Ein Konzept der Haftung definiert sich nämlich ausschließlich
darüber, beim Versagen einer vereinbarten Verantwortung
Schuld eindeutig zuordnen zu können. Wer ist am
Ende verantwortlich für die beiden Flugzeugabstürze der
Boeing 737 Max? Die Piloten? Die CEOs von Boeing? Wer
ist verantwortlich für die Herztransplantation mit tödlichem
Ausgang? Der leitende Operateur oder die diesem übergeordnete
Klinikdirektorin? Das Konzept ‚Haftung‘ birgt
dabei eine nicht sofort erkennbare Gefahr, weil sie das Gegenteil
zu den ‚selbstverständlichen‘ Verantwortungsfunktionen
im privaten Raum darstellt: Unsere ‚selbstverständlichen‘
Verantwortungsrollen, z.B. als Elternteil gegenüber unseren
Kindern, als Ersthelfer am Unfallsort, oder als ökologische
Fußgänger auf unserem Planeten, suchen primär keine Sündenböcke,
sondern verstehen Verantwortung als die notwendige
und fundamentale Grundhaltung des menschlichen
Zusammenlebens. Kurzum: Sie sind wesentlicher Teil unseres
Selbstverständnisses als Menschen. Wenige Menschen
werden im Ernstfall nur aus Angst, wegen unterlassener Hilfeleistung
strafrechtlich verfolgt werden zu können, Erste
Hilfe leisten. Das Konzept der Haftung als alleinigen Handlungsmotor
– wer muss zum Schluss den Kopf hinhalten?
– pervertiert den Grundsatz der Verantwortung als wesentlicher
Teil des eigenen Selbstverständnisses innerhalb der Gesellschaft.

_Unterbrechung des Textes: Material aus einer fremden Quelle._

PR #1760, opened 2026-01-31
Set OTEL span attributes for MCP 

Randgalt:
There are now semconv defined values for MCP.
See https://github.com/open-telemetry/semantic-conventions-java/pull/396/changes#diff-1c3840320c0c5bfe484b22e6db177a87b014591107c61f9d5763f92117ddf7ff

### DIFF
--- a/mcp/src/main/java/io/airlift/mcp/internal/InternalFilter.java
+++ b/mcp/src/main/java/io/airlift/mcp/internal/InternalFilter.java
@@ -32,6 +32,7 @@ import io.airlift.mcp.model.SubscribeRequest;
 import io.airlift.mcp.sessions.SessionController;
 import io.airlift.mcp.sessions.SessionId;
 import io.airlift.mcp.sessions.SessionValueKey;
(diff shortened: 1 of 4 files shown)


mcp/src/main/java/io/airlift/mcp/internal/InternalFilter.java
```diff
@@ -357,6 +370,8 @@ private void handleRpcRequest(HttpServletRequest request, HttpServletResponse re
         String rpcMethod = rpcRequest.method();
         Object requestId = rpcRequest.id();
 
+        Span.current().setAttribute(MCP_METHOD_NAME, rpcMethod);
```
wendigo: Span should be access from the request:

```
    static final String REQUEST_SPAN = "airlift.trace-span";

```

Randgalt: lol. That’s what I had at first and removed it because AI told me to

PR #1761, opened 2026-01-31
Support coercing byte and char arrays in configuration

wendigo:
This is useful when the property is security sensitive and contains secrets.


dain:
`char[]` seems completely reasonable, but `byte[]` can be problematic because you don't know the encoding.  Specifically, it is UTF-8, hex, base64, etc.  Do we have a way to annotate the property to say the expected encoding?

PR #121, opened 2019-02-18
Device Category and Product enum

mooshee:
I creating enums so that product names and models could be printed alongside Insteon addresses.  This is just the start as it only prints it out in response to the `get_model` command.  I'd like to get feedback on where and when to print this so the logging is more helpful.

I scraped the data using a PDF to CSV parser from this document http://cache.insteon.com/pdf/INSTEON_DevCats_and_Product_Keys_20081008.pdf

I only have a little python experience so please scrutinize the code and style.

### DIFF
--- a/insteon_mqtt/device/Base.py
+++ b/insteon_mqtt/device/Base.py
@@ -6,6 +6,7 @@
 import json
 import os.path
 from .MsgHistory import MsgHistory
+from .Product import Product
 from ..Address import Address
 from ..CommandSeq import CommandSeq
 from .. import db
@@ -806,8 +807,8 @@ class Base:
             self.db.set_sub_cat(msg.to_addr.ids[1])
             self.db.set_firmware(msg.to_addr.ids[2])
             LOG.ui("Device %s received model information, dev_cat: %#x, " +
-                   "sub_cat: %#x, firmware: %#x ", self.addr, self.db.dev_cat,
-                   self.db.sub_cat, self.db.firmware)
+                   "sub_cat: %#x, firmware: %#x product: %s", self.addr, self.db.dev_cat,
+                   self.db.sub_cat, self.db.firmware, Product((self.db.dev_cat, self.db.sub_cat)))
             on_done(True, "Operation complete", None)
         else:
             LOG.debug("Device %s get_model response with wrong cmd %s",
--- a/insteon_mqtt/device/Base.py
+++ b/insteon_mqtt/device/Base.py
@@ -807,8 +807,9 @@ class Base:
             self.db.set_sub_cat(msg.to_addr.ids[1])
             self.db.set_firmware(msg.to_addr.ids[2])
             LOG.ui("Device %s received model information, dev_cat: %#x, " +
-                   "sub_cat: %#x, firmware: %#x product: %s", self.addr, self.db.dev_cat,
-                   self.db.sub_cat, self.db.firmware, Product((self.db.dev_cat, self.db.sub_cat)))
+                   "sub_cat: %#x, firmware: %#x - %s", self.addr, 
+                   self.db.dev_cat, self.db.sub_cat, self.db.firmware, 
+                   Product((self.db.dev_cat, self.db.sub_cat)))
             on_done(True, "Operation complete", None)
         else:
             LOG.debug("Device %s get_model response with wrong cmd %s",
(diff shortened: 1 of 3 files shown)


TD22057:
Thanks.  In the future, it's generally better to open an issue ticket first to discuss what the problem is before starting.  I'm not sure I understand what problem this solves - the devices already know what they are (Switch, Outlet, etc) and generally that is shown in most of the logs.  Maybe it would help if I understood what you feel was deficient in the current logs.

If we wanted to support an automatic device discovery system (download modem db and automatically create devices based on dev_cat) then I could see the need for this information - but I'd assume that would be useful only one time when someone starts using an existing Insteon setup.  When I was originally designing this system, I found several references that stated that the table of data is out of date (Insteon doesn't do a very good job with publishing info) and it was more useful to have meaningful short names ("deck", "kitchen") so the user would probably have to edit the config anyway.

mooshee:
Agreed on creating an issue ticket first.  I was mostly getting my feet wet, so I picked something easy to add.  I was hoping to create a Draft PR but didn't see the option.

1. Logging - I'm using Hassio, so debugging my setup is a bit cumbersome refreshing the logs view.  My biggest pain point is verifying that links are being setup correctly.  Typically, I run 'print_db' which spits out the Insteon IDs and then lookup my devices.  I believe `get_devices` already shows the labels / short names, but it would be nice if one or both of these also spit out the Insteon model.  In one instance, It took me an hour to realize I put a device in the wrong device type list in the config.yaml.  So perhaps we could verify the device types from the config.yaml against the Product enum (create groupings for switches, keypads, etc).

2. New setups - Yes, it would be very helpful for me as I configure my existing Insteon setup.  Others have expressed wanting to make the jump, but the onerous of tracking down and mapping all of your devices can be prohibitive (although most of it is unavoidable).  I was able to make sense of my current setup for porting to Insteon-MQTT by long-pressing each device in HomeKit and writing down device ID and model.  So this would also be useful for exporting setups as well.  Improving these experience is great for increased adoption.

3. Out of date table - This is meant to be a starting point.  We won't need the table going forward.  As new products are released (rarely) or found, we can easily append to the list.  The Insteon Product Keys (IPK) aren't particularly useful, I just added it because it was there.

4. Short names - Agreed.  Again, I really only see this useful for debugging / logging verbosity at the moment.

krkeegan:
I don't see this as necessary, but I can see it providing some help in a few limited cases.  I highly doubt the list there is complete.  As long as we are using this for user hints and not as part of an automatic system, completeness isn't essential.

mooshee:
I found [a better list](https://insteon.atlassian.net/wiki/spaces/IKB/pages/13533225/Insteon+Device+Categories+and+Sub-Categories) of Insteon products and dropped the product keys.  This information will be really important for supporting auto-discovery.  In the meantime, it's just a nice to have.

Here are some examples
```
$ insteon-mqtt config.yaml get-model 27.fc.43
Commanding fan_linc device 27.fc.43 (fan2) cmd=get_model
Device 27.fc.43 received model information, dev_cat: 0x1, sub_cat: 0x2e, firmware: 0x41 - DIMMABLE_LIGHTING [2475F] FanLinc
Operation complete

$ insteon-mqtt venv/config.yaml get-model 45.7b.12
Commanding keypad_linc device 45.7b.12 (kp1) cmd=get_model
Device 45.7b.12 received model information, dev_cat: 0x1, sub_cat: 0x42, firmware: 0x45 - DIMMABLE_LIGHTING [2334-232] Keypad Dimmer Dual-Band, 6 Button
Operation complete
```

TD22057:
I've merged this in using a different implementation (see 24a742a1e40a756939e07814e8ec631d6d17b062).  I don't like using an enumeration with lots of values - it requires making up enum names (like INSTEON_00_04) that never get used anywhere.  I find that anytime I'm going things like that, it means the design probably isn't the right one for that problem.  I added catalog.py which has a Category enumeration and a nested dict of [dev_cat][sub_cat].  When queried, these get turned into a catalog.Entry object which has all 4 pieces of info that you coded up in the enum (dev,sub,model,desc).   I then updated Device.Db to hold an Entry object instead of the dev_cat and sub_cat fields and changed the device.Base to use that to create the model info message instead of formatting it there and added unit tests for this new code.  This yields something like this:
```
Commanding keypad_linc device 46.7b.bc (porch) cmd=get_model
Device 46.7b.bc received model information: DIMMABLE_LIGHTING (0x01): '2334-232' (0x42) 'Keypad Dimmer Dual-Band, 6 Button' firmware: 0x45
Operation complete
```

Thanks for putting the catalog together and pushing this.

Haftbarkeit wird dann nicht mehr vom sozialen
Fundament einer jedem Menschen obliegenden ‚Pflicht für
den Anderen‘, sondern vom Risiko der Strafe im Fall des
Versagens her gedacht.
Deshalb plädiert dieser Beitrag für die zivilgesellschaftliche
Notwendigkeit, professionsbezogene Entscheidungsgewalt
als eine Erweiterung der ‚selbstverständlichen‘ Verantwortung
zu denken und eine finanzielle Besservergütung als den
symbolischen Ausdruck eines erweiterten ‚Selbstverständnisses‘
innerhalb der Gesellschaft zu lesen. Dazu dient als konkretes,
geläufiges Beispiel: Die Öffentlichkeit erwartet von
einer Lehrperson, dass diese während eines Schulausflugs
nicht nur auf eigene Schulkinder, sondern als eine Person
mit öffentlicher Verantwortung, d.h. mit einem erweiterten
Selbstverständnis als Verantwortungsträger_in, gegebenenfalls
ebenso auf fremde Kinder achtet. Evolutionsbiologisch
stellt ebendiese Erweiterung von Fürsorge vom eigenen, unmittelbaren
‚Stammeskreis‘ und ‚Rudel‘ auf die anderen einer
erweiterten Gruppe den Grundstein komplexer, sozialer
Lebensformen und Entwicklungen dar (vgl. Sumser 2016:
120f.).
Die Gefahr der Ökonomisierung von professionsbezogenen
Verantwortungsfunktionen besteht schließlich darin, dass der
alles vergleichbar und austauschbar machende Wert ‚Geld‘ in
beide Richtungen Wert zu- und abzusprechen vermag: Ursache
und Wirkung können sich austauschen. Dann kommt
es zur Rückkopplung im öffentlichen Diskurs, nämlich, dass
Verantwortungsträger_innen, eben, weil diese besser bezahlt
werden, mit höherer Haftbarkeit und Schuldanfälligkeit beladen
werden müssen.
Eine neue Kultur der Verantwortung als
erweitertes Selbstverständnis
Demgegenüber – so der Appell dieses Beitrags – benötigen
wir als Gesellschaft ein Bewusstsein, wie professionsbezogene
Verantwortungsfunktionen ‚selbstverständliche‘ Verantwortungsrollen
im Alltag notwendig erweitern. Dieser
darf jedoch in keiner Weise dazu dienen, die Pathologien
ökonomisierter Verantwortungsfunktionen, z.B. astronomisch
anmutende CEO-Gehälter, in irgendeiner Weise zu
legitimieren. Vielmehr kann eine wirksame Kritik der bestehenden
Missstände allein in einer Rückbesinnung auf Verantwortung
als Frage des eigenen Selbstverständnisses, privat
und im Job, bestehen. Unser öffentliches Bewusstsein für
professionsbezogene Verantwortung muss sich daher wieder
auf die Übernahme eines erweiterten Verantwortungshorizonts
einzelner für die Gemeinschaft richten. Diese zusätzliche
‚Bürde‘ darf und soll dann auch zusätzlich vergütet
werden, denn allein aufgrund dieser Verantwortungsübernahme
Einzelner im Bereich des Allgemeinwesens kann
Gesellschaft als solche überhaupt existieren.